A wide range of TXA dosing has been advocated, depending on the indication. Most studies use intravenous TXA. The bolus and infusion dosing vary, but pharmacokinetic evidence would suggest the use of a 10 to 15 mg/kg loading dose, followed by an infusion dose of 1 mg/kg/h or repeated bolus dosing [13, 22]. It is now clear from current literature that moderate to high doses of TXA in cardiac surgery are associated with an increased risk of seizures [23, 24]. There is currently no clinical evidence that the use of TXA increases the risk of thromboembolic events, namely myocardial infarction, stroke, deep vein thrombosis or pulmonary embolism according to meta-analyses and clinical trials cited in the trauma and orthopedic [2, 25, 26] settings. In our study, TXA dose 100 mg/kg intravenously over 15 min after induction of anesthesia and before incision followed by an infusion of 10 mg/kg per hour during surgery until skin closure was used as a standard protocol in the TXA group. No minor adverse effects, such as headache, nausea, vomiting, or diarrhea, associated with the use of TXA were noted.

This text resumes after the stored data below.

PR #2740, opened 2019-03-07
discovery: introduce gossiper syncManager subsystem

wpaulino:
# Gossip Sync Manager

In this PR, we introduce a new subsystem for the gossiper: the SyncManager. This subsystem is a major overhaul on the way the daemon performs the graph query sync state machine with peers.

Along with this subsystem, we also introduce the concept of an active syncer. An active syncer is simply a GossipSyncer currently operating under an ActiveSync sync type. Before this commit, all GossipSyncer's would act as active syncers, which means that we were receiving new graph updates from all of them. This isn't necessary, as it greatly increases bandwidth usage as the network grows. The SyncManager changes this by requiring a specific number of active syncers. Once we reach this specified number, any future peers will have a GossipSyncer with a PassiveSync sync type.

## Responsibilities
It is responsible for three main things:
1. Choosing different peers randomly to receive graph updates from to ensure we don't only receive them from the same set of peers.
2. Choosing different peers to force a historical sync with to ensure we have as much of the public network as possible.
3. Managing an in-order queue of active syncers where the next cannot be started until the current one has completed its state machine to ensure they don't overlap and request the same set of channels, which significantly reduces bandwidth usage and addresses a number of issues.

# Gossip Syncer Sync Transitions

In order for it to achieve its first two responsibilities, GossipSyncer sync transitions were necessary.
In this PR, we also introduce the ability for them to do so. This allows us to be more flexible with our query graph sync logic, e.g., we can now request a GossipSyncer to force a historical sync of the graph with the remote peer to ensure we can converge on the same graph with them. 

We introduce two different sync types:

1. ActiveSync: gossip syncers operating under this sync type should exercise their default behavior. This includes converging on the set of missing graph updates with the remote peer _and_ receiving new updates from them.

2. PassiveSync: gossip syncers operating under this sync type should not attempt to converge on the set of missing graph updates with the remote peer or receive new updates from them, but it *should* respond to queries from the remote peer.

It's possible to transition from any of these types to any other. Certain transitions require some additional wire messages to be sent, like in the case of an ActiveSync GossipSyncer transitioning to a PassiveSync type.

# Gossip Syncer Synced Signal

In order for the SyncManager to achieve its third responsibility, we introduce another feature to the GossipSyncer in which it can deliver a signal to an external caller once it reaches its terminal chansSynced state.  This is necessary for our new round-robin sync mechanism, as we need to wait for one active syncer to finish syncing before moving on to the next.

# CLI Changes

Since the SyncManager now relies on being told how many active syncers it should strive to maintain, a new CLI flag has been added to allow users to manually tune this to their preference: `--numgraphsyncpeers`. This flag replaces the current `--nochanupdates` and can be used to specify the number of peers the daemon should receive new graph updates from.


discovery/syncer.go
```diff
@@ -472,13 +480,115 @@ func (g *gossipSyncer) channelGraphSyncer() {
...
+					// we're transitioning from an
+					// activeSync, since that's the only
+					// state that allows receiving new graph
+					// updates from the remote peer.
+					if syncType != activeSync {
+						atomic.StoreUint32(
+							&g.syncType,
+							uint32(newSyncType),
+						)
+						continue
```
halseth: should this be `break`?

wpaulino: Sure, `break` also seems to work here.

discovery/gossiper.go
```diff
@@ -1105,15 +1105,19 @@ func (d *AuthenticatedGossiper) InitSyncState(syncPeer lnpeer.Peer,
...
+		channelSeries: d.cfg.ChanSeries,
+		encodingType:  encoding,
+		chunkSize:     encodingTypeToChunkSize[encoding],
 		sendToPeer: func(msgs ...lnwire.Message) error {
 			return syncPeer.SendMessageLazy(false, msgs...)
 		},
 	}, nodeID)
+
+	if !recvUpdates {
+		syncer.syncType = uint32(passiveSync)
```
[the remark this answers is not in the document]
wpaulino: It's already done in commit https://github.com/lightningnetwork/lnd/pull/2740/commits/2968b8f05d8aa24c58eba8b2115a0edc45706d99.

discovery/syncer.go
```diff
@@ -1105,3 +1116,21 @@ func (g *gossipSyncer) SyncState() syncerState {
...
+// a signal for when the gossipSyncer has reached its chansSynced state.
+func (g *gossipSyncer) ResetSyncedSignal() chan struct{} {
+	g.Lock()
+	defer g.Unlock()
+
+	syncedSignal := make(chan struct{})
+
+	syncState := syncerState(atomic.LoadUint32(&g.state))
+	if syncState == chansSynced {
+		close(syncedSignal)
```
cfromknecht: also nil `g.syncedSignal`?

discovery/sync_manager.go
```diff
@@ -0,0 +1,562 @@
...
+		return
+	}
+
+	log.Infof("Removing gossipSyncer for peer=%x", peer)
+
+	// We'll start by stopping the gossipSyncer for the disconnected peer.
+	s.Stop()
+
+	// If it's a non-active syncer, then we can just exit now.
+	if s.SyncType() != activeSync {
```
cfromknecht: might be safe to just check
```golang
if _, ok := m.syncers[s.peerPub]; ok {
    ...
}
```
since the sync type could be mutated in another goroutine and isn't synchronized under this mutex

discovery/sync_manager.go
```diff
@@ -0,0 +1,562 @@
...
+		newSyncType, s.peerPub)
+
+	if newSyncType == activeSync {
+		m.activeSyncers[s.peerPub] = s
+		delete(m.syncers, s.peerPub)
+		go m.enqueueActiveSyncer(s, true)
+		return
+	}
+
+	s.ProcessSyncTransition(newSyncType)
```
cfromknecht: what happens if this block indefinitely? is there a way we can detect and recover?

discovery/gossiper_test.go
```diff
@@ -652,12 +653,16 @@ func createTestCtx(startHeight uint32) (*testCtx, func(), error) {
...
+		Router:                    router,
+		TrickleDelay:              trickleDelay,
+		RetransmitDelay:           retransmitDelay,
+		ProofMatureDelta:          proofMatureDelta,
+		WaitingProofStore:         waitingProofStore,
+		MessageStore:              newMockMessageStore(),
+		RotateTicker:              ticker.NewForce(DefaultSyncerRotationInterval),
+		FullSyncTicker:            ticker.NewForce(DefaultFullSyncInterval),
+		ActiveSyncerTimeoutTicker: ticker.NewForce(DefaultActiveSyncerTimeout),
+		NumActiveSyncers:          3,
```
cfromknecht: would you mind adding a commit to move node pubkey into Config?

discovery/syncer.go
```diff
@@ -438,13 +489,115 @@ func (g *gossipSyncer) channelGraphSyncer() {
 						"query: %v", err)
 				}
 
+			case newSyncType := <-g.syncTransitions:
+				log.Debugf("gossipSyncer(%x): transitioning "+
```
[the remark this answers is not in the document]
wpaulino: Fixed.

discovery/sync_manager.go
```diff
@@ -0,0 +1,562 @@
...
+func (m *syncManager) PruneSyncState(peer routing.Vertex) {
+	m.syncersMtx.Lock()
+	defer m.syncersMtx.Unlock()
+
+	s, ok := m.gossipSyncer(peer)
+	if !ok {
+		return
+	}
+
+	log.Infof("Removing gossipSyncer for peer=%x", peer)
```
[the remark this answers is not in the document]
wpaulino: Fixed.

config.go
```diff
@@ -245,7 +245,7 @@ type config struct {
 	Color       string `long:"color" description:"The color of the node in hex format (i.e. '#3399FF'). Used to customize node appearance in intelligence services"`
 	MinChanSize int64  `long:"minchansize" description:"The smallest channel size (in satoshis) that we should accept. Incoming channels smaller than this will be rejected"`
 
-	NoChanUpdates bool `long:"nochanupdates" description:"If specified, lnd will not request real-time channel updates from connected peers. This option should be used by routing nodes to save bandwidth."`
```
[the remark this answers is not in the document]
wpaulino: I'd imagine the flag isn't that popular and since this is meant to land in a major release that it should be somewhat fine to do?

discovery/syncer.go
```diff
@@ -446,24 +458,20 @@ func (g *gossipSyncer) channelGraphSyncer() {
...
-
-				g.localUpdateHorizon = &lnwire.GossipTimestampRange{
-					ChainHash:      g.cfg.chainHash,
-					FirstTimestamp: uint32(updateHorizon.Unix()),
-					TimestampRange: math.MaxUint32,
-				}
-				err := g.cfg.sendToPeer(g.localUpdateHorizon)
+
+				err := g.sendGossipTimestampRange(
+					updateHorizon, math.MaxUint32,
```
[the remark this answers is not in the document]
wpaulino: Yep! Fixed.

discovery/syncer.go
```diff
@@ -472,13 +480,115 @@ func (g *gossipSyncer) channelGraphSyncer() {
...
+
+				switch newSyncType {
+				// If an active sync has been requested, then we
+				// should resume receiving new graph updates
+				// from the remote peer.
+				case activeSync:
+					// If the gossip syncer currently has a
+					// passiveSync type, then we'll revert
+					// to our initial syncingChans state to
+					// ensure we can retaliate any channels
```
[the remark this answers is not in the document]
wpaulino: Fixed.

discovery/syncer.go
```diff
@@ -472,13 +480,115 @@ func (g *gossipSyncer) channelGraphSyncer() {
...
+				// the remote peer's entire graph.
+				case fullSync:
+					atomic.StoreUint32(
+						&g.state, uint32(syncingChans),
+					)
+
+				default:
+					log.Debugf("gossipSyncer(%x): "+
+						"unhandled sync transition %v",
+						g.peerPub, newSyncType)
```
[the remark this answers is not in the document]
wpaulino: Fixed.

discovery/syncer.go
```diff
@@ -472,13 +480,115 @@ func (g *gossipSyncer) channelGraphSyncer() {
...
+					err := g.sendGossipTimestampRange(
+						time.Unix(0, 0), 0,
+					)
+					if err != nil {
+						log.Errorf("Unable to send "+
+							"update horizon to "+
+							"%x: %v", g.peerPub, err)
+					}
+
+					g.localUpdateHorizon = nil
```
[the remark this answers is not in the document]
wpaulino: Probably not, fixed.

discovery/syncer.go
wpaulino: Don't think there's a need to? If it's already set, then it'll be `close`d and `nil`d once reaching a `chansSynced` state.

discovery/sync_manager.go
wpaulino: Good point, fixed!

discovery/sync_manager.go
wpaulino: Fixed.

discovery/gossiper_test.go

discovery/sync_manager.go
```diff
@@ -0,0 +1,619 @@
...
+	newActiveSyncers chan *activeSyncer
+
+	// staleActiveSyncers is a channel through which we'll send any stale
+	// active syncers that should be removed from the round-robin.
+	staleActiveSyncers chan routing.Vertex
+
+	// pendingActiveSyncers is the list of active syncers which are pending
+	// to be started. Syncers will be added to this list through the
+	// newActiveSyncers and staleActiveSyncers channels.
+	pendingActiveSyncers []*activeSyncer
```
Roasbeef: If this is made into a map, then slice tricks aren't required below when removing stale peers from this structure.

discovery/sync_manager.go
```diff
@@ -0,0 +1,619 @@
...
+		// activeSyncer in the queue.
+		case peer := <-m.staleActiveSyncers:
+			if current != nil && peer == current.cfg.peerPub {
+				startNextSyncer()
+				continue
+			}
+
+			for i, activeSyncer := range m.pendingActiveSyncers {
+				if activeSyncer.cfg.peerPub == peer {
+					m.pendingActiveSyncers = append(
```
Roasbeef: See comment above re map usage.

discovery/sync_manager.go
```diff
@@ -0,0 +1,619 @@
...
+						m.pendingActiveSyncers[i+1:]...,
+					)
+					break
+				}
+			}
+
+		// Our current active syncer has reached its terminal
+		// chansSynced state, so we'll proceed to starting the next
+		// pending active syncer if there is one.
+		case <-startNext:
```
Roasbeef: Why do we care if active syncers reach a synced state? They should start in this state more or less, since passive->active is just a matter of setting a new gossip timestamp.

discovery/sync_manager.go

A recent retrospective study of 36,901 patients undergoing elective spinal surgery found that those who received transfusions, even a single unit, had increased length of stay and postoperative morbidity [27]. Dhawale et al. [21] determined that TXA was more effective in reducing blood loss in cerebral palsy patients who underwent scoliosis correction than AFs and EACA, and no significant difference were found between the TXA group and no TXA group in length of hospital stay. In our study, postoperative length of stay was decreased in the group who received TXA, but no statistically significant difference were found between two groups which might due to the sample size and other procedures performed postoperatively. However, it is likely that the reduction in transfusion rates trend to reducing hospitalization time and morbidities with associated improvements in patient outcomes.

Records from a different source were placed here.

PR #2744, opened 2019-03-08
cnct+chancloser: disable channel before closing

### LINKED ISSUE #2696: Unable to sign update disabling channel - Edge not found
### Background
Hello, I have several errors of this type:

2019-02-24 20:31:54.757 [INF] NANN: Announcing channel(3709624b745984791a08ee42faafed7a81a41135a37a754a3c5206234fffd4b2:1) disabled [detected]
2019-02-24 20:31:54.758 [ERR] NANN: Unable to sign update disabling channel(3709624b745984791a08ee42faafed7a81a41135a37a754a3c5206234fffd4b2:1): edge not found

The channel is closed for days and I'm not connected to that peer anymore.
Is this a bug?
Thanks in advice

### Your environment

lnd 0.5.1-beta-784
Linux
Bitcoin core 0.17.1

cfromknecht:
This PR reorders logic when closing channels to sign the disabling update before closing the channel in the database. Currently the disable is attempted asynchronously after the close, after which the channel may be removed from the graph and leads to logs generated in #2696.

The fix is simply to do the disables synchronously before closing the channels either cooperatively or unilaterally. The integration test framework has been updated to assert that a disable message is always sent after closing if the channel policy indicates it was enabled at the time of the closure.

The one exception to this was the reorg channel funding itest, for which this cannot happen because the channel has been removed from the channel graph. A separate assertion that ignores the disable assertion is added to handle this case.

Fixes #2696

### DIFF
--- a/chancloser.go
+++ b/chancloser.go
@@ -427,6 +427,14 @@ func (c *channelCloser) ProcessCloseMsg(msg lnwire.Message) ([]lnwire.Message, b
 		}
 		c.closingTx = closeTx
 
+		// Before closing, we'll attempt to send a disable update for
+		// the channel. We do so before closing the channel as otherwise
+		// the current edge policy won't be retrievable from the graph.
+		if err := c.cfg.disableChannel(c.chanPoint); err != nil {
+			peerLog.Warnf("Unable to disable channel %v on "+
+				"close: %v", c.chanPoint, err)
+		}
+
 		// With the closing transaction crafted, we'll now broadcast it
 		// to the network.
 		peerLog.Infof("Broadcasting cooperative close tx: %v",
@@ -439,16 +447,6 @@ func (c *channelCloser) ProcessCloseMsg(msg lnwire.Message) ([]lnwire.Message, b
 		if err := c.cfg.channel.MarkCommitmentBroadcasted(); err != nil {
 			return nil, false, err
 		}
-
-		// We'll attempt to disable the channel in the background to
-		// avoid blocking due to sending the update message to all
-		// active peers.
-		go func() {
-			if err := c.cfg.disableChannel(c.chanPoint); err != nil {
-				peerLog.Errorf("Unable to disable channel %v on "+
-					"close: %v", c.chanPoint, err)
-			}
-		}()
 
 		// Finally, we'll transition to the closeFinished state, and
 		// also return the final close signed message we sent.
--- a/contractcourt/chain_arbitrator.go
+++ b/contractcourt/chain_arbitrator.go
@@ -635,6 +635,14 @@ func (c *ChainArbitrator) ForceCloseContract(chanPoint wire.OutPoint) (*wire.Msg
 
 	log.Infof("Attempting to force close ChannelPoint(%v)", chanPoint)
 
+	// Before closing, we'll attempt to send a disable update for the
+	// channel. We do so before closing the channel as otherwise the current
+	// edge policy won't be retrievable from the graph.
+	if err := c.cfg.DisableChannel(chanPoint); err != nil {
+		log.Warnf("Unable to disable channel %v on "+
+			"close: %v", chanPoint, err)
+	}
+
 	errChan := make(chan error, 1)
 	respChan := make(chan *wire.MsgTx, 1)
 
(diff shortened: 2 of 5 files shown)


chancloser.go
```diff
@@ -427,6 +427,14 @@ func (c *channelCloser) ProcessCloseMsg(msg lnwire.Message) ([]lnwire.Message, b
 		}
 		c.closingTx = closeTx
 
+		// We'll attempt to disable the channel in the background to
+		// avoid blocking due to sending the update message to all
+		// active peers.
```
wpaulino: The outdated comment can be removed.

contractcourt/chain_arbitrator.go
```diff
@@ -623,6 +623,11 @@ func (c *ChainArbitrator) ForceCloseContract(chanPoint wire.OutPoint) (*wire.Msg
 
 	log.Infof("Attempting to force close ChannelPoint(%v)", chanPoint)
 
+	if err := c.cfg.DisableChannel(chanPoint); err != nil {
```
wpaulino: If we fail to force close the channel below, then we'll leave the channel disabled. I guess this is fine since in most force close cases the peer is offline, so it'll be re-enabled once the peer reconnects.

lnd_test.go
```diff
@@ -223,16 +223,80 @@ func openChannelAndAssert(ctx context.Context, t *harnessTest,
...
+// closeReorgedChannelAndAssert attempts to close a channel identified by the
+// passed channel point owned by the passed Lightning node. A fully blocking
+// channel closure is attempted, therefore the passed context should be a child
+// derived via timeout from a base parent. Additionally, once the channel has
+// been detected as closed, an assertion checks that the transaction is found
+// within a block.
+//
+// NOTE: This method does not verify that the node sends a disable update for
+// the closed channel.
+func closeReorgedChannelAndAssert(ctx context.Context, t *harnessTest,
```
wpaulino: Heh... if the channel could be reorged as well then this wouldn't be needed. Maybe we can just use `AbandonChannel` instead of trying to force close it?

cfromknecht: we could, but this also cleans up the mempool and verifies that the node reverts to the proper state 🤷‍♂️

contractcourt/chain_arbitrator.go
cfromknecht: yep exactly

chancloser.go
cfromknecht: good catch

cfromknecht:
@wpaulino latest version should fix the travis failure, status manager was not started for the mock peer causing the operation to block

chancloser.go
```diff
@@ -427,6 +427,14 @@ func (c *channelCloser) ProcessCloseMsg(msg lnwire.Message) ([]lnwire.Message, b
 		}
 		c.closingTx = closeTx
 
+		// Before closing, we'll attempt to send a disable update for
+		// the channel. We do so before closing the channel as otherwise
+		// the current edge policy won't be retrievable from the graph.
+		if err := c.cfg.disableChannel(c.chanPoint); err != nil {
```
wpaulino: Is there a reason for this not being able to stay in the same place (after `MarkCommitmentBroadcasted`)?

cfromknecht: the disable should occur before broadcasting the transaction, as there is an unlikely case where the txn gets instamined and the edge is no longer in our database to disable.

Looking at this though, I would say we should mark commitment broadcast before broadcasting the transaction, and then reliably publish on restarts. I would also venture to say this should be marked with a different status since we aren't actually broadcasting a commitment, cc @Roasbeef

cfromknecht:
@wpaulino new commit added that will properly remove the chanpoint from set of tracked outpoints when the remote party force closes, addresses an additional case where logs in #2696 can occur

chancloser.go
Roasbeef: I think this case is distinct from the force close case, as a force close means we don't want to continue with the channel at all (either HTLC timeout or we want to exit nao), vs a cooperative channel closure, which if really needed, should be re-attempted once both nodes are active again.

Ialenti et al. [28] reported that prolonged operative time is associated with increased blood loss. Mark J et al. [29] reported that The use of tranexamic acid has also led to a statistically significant reduction in operation time (188 vs 223 min). Frederic et al. [30] reported that the length of surgery, in minutes, was not significantly different between the non-TXA and TXA patients. There were no significant difference between two groups in operative time in this study. We think a bipolar sealer played an important role in assisting hemostasis which might result in shorten operative time, and this is familiar to the former study performed by Mankin [31].

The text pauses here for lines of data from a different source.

PR #2749, opened 2019-03-09
lnwallet: within ForceClose, mark the channel as borked, prevent mutations for borked channels

Roasbeef:
In this PR, we ensure that it isn't possible for a state mutation to take place _after_ the force close process has began. Before this commit, it may have been possible for a link to trigger/accept a new state update concurrently while a channel was being updated. We'll now mark the channel as borked in the `ForceClose` method which will:
  * Prevent all channel database commitment mutation calls from going through 
  * Prevent the target link reconnecting 

Along the way, another bug was fixed that would cause an error in the state machine from silently passing through, in the event that a call to `SignNextCommitment` failed at the database update state.

### DIFF
--- a/channeldb/channel.go
+++ b/channeldb/channel.go
@@ -107,6 +107,10 @@ var (
 	// mutate a channel that's been recovered.
 	ErrNoRestoredChannelMutation = fmt.Errorf("cannot mutate restored " +
 		"channel state")
+
+	// ErrChanBorked is returned when a caller attempts to mutate a borked
+	// channel.
+	ErrChanBorked = fmt.Errorf("channel mutate borked channel")
 )
 
 // ChannelType is an enum-like type that describes one of several possible
@@ -807,6 +811,20 @@ func (c *OpenChannel) MarkBorked() error {
 	return c.putChanStatus(ChanStatusBorked)
 }
 
+// isBorked returns true if the channel has been marked as borked in the
+// database. This requires an existing database transaction to already be
+// active.
+//
+// NOTE: The primary mutex should already be held before this method is called.
+func (c *OpenChannel) isBorked(chanBucket *bbolt.Bucket) (bool, error) {
+	channel, err := fetchOpenChannel(chanBucket, &c.FundingOutpoint)
+	if err != nil {
+		return false, err
+	}
+
+	return channel.chanStatus != ChanStatusDefault, nil
+}
+
 // MarkCommitmentBroadcasted marks the channel as a commitment transaction has
 // been broadcast, either our own or the remote, and we should watch the chain
 // for it to confirm before taking any further action.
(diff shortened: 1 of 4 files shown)


lnwallet/channel_test.go
```diff
@@ -6525,3 +6525,72 @@ func TestForceCloseFailLocalDataLoss(t *testing.T) {
 			"chan state")
 	}
 }
+
+// TestForceCloseBorkedState tests that once we force close a channel, it's
+// marked as barked in the database. Additionally, all calls to mutate channel
```
alexbosworth:
```suggestion
// marked as borked in the database. Additionally, all calls to mutate channel
```

channeldb/channel.go
```diff
@@ -807,6 +811,20 @@ func (c *OpenChannel) MarkBorked() error {
 	return c.putChanStatus(ChanStatusBorked)
 }
 
+// isBorked returns true if the channel has been marked as borked in the
+// database. This requires an existing database transaction to already be
+// active.
+//
+// NOTE: The primary mutex should already be held before this method is called.
+func (c *OpenChannel) isBorked(chanBucket *bbolt.Bucket) (bool, error) {
```
cfromknecht: should we make this stricter, and be checking `isDefault` and disallowing state transitions in all other states?

lnwallet/channel.go
```diff
@@ -5695,6 +5695,13 @@ func (lc *LightningChannel) ForceClose() (*LocalForceCloseSummary, error) {
 	// contested state.
 	lc.status = channelDispute
 
+	// Before we return the force close summary, we'll also mark the
+	// channel as borked to indicate that no new state transitions should
+	// be permitted.
+	if err := lc.channelState.MarkBorked(); err != nil {
```
cfromknecht: should be moved above `lc.status = channelDispute` to prevent in-memory mutations in failure case

contractcourt/chain_arbitrator.go
```diff
@@ -242,6 +242,10 @@ func newActiveChannelArbitrator(channel *channeldb.OpenChannel,
 				return nil, err
 			}
 
+			if err := channel.MarkBorked(); err != nil {
```
cfromknecht: add comment explaining that this permanently prevents the link from being readded to the switch after it's removed

contractcourt/chain_arbitrator.go
```diff
@@ -242,6 +242,10 @@ func newActiveChannelArbitrator(channel *channeldb.OpenChannel,
...
+				return nil, err
+			}
+
```
cfromknecht: we should move the instantiation of the `chanMachine` until after the link has been removed from the switch, as it's possible it can be mutated while the link is shutting down

cfromknecht: currently it's possible that it could read a commitment, which gets replaced while link is shutting down, then plays the old one

channeldb/channel.go
Roasbeef: As is, the default state will always be set, and the remaining bits are interpreted as a bitvector.

contractcourt/chain_arbitrator.go
Roasbeef: Re-ordered, current order:
  * mark as borked
  * mark link inactive
  * fetch channel (peer not there anymore)
  * force close the channel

The limitations of this study are inherent to its retrospective designed with historical control group. Another potential limitation was the indications for transfusion were not defined with objective parameters.

Our retrospective study designed with historical control group showed that large dose TXA seems to be effective and safe in reducing allogenic blood transfusion and blood loss in adolescent idiopathic scoliosis surgery. Prophylactic TXA may provide a worthwhile reduction of excessive blood loss and decrease the need for blood transfusion during idiopathic scoliosis surgery in adolescent patients.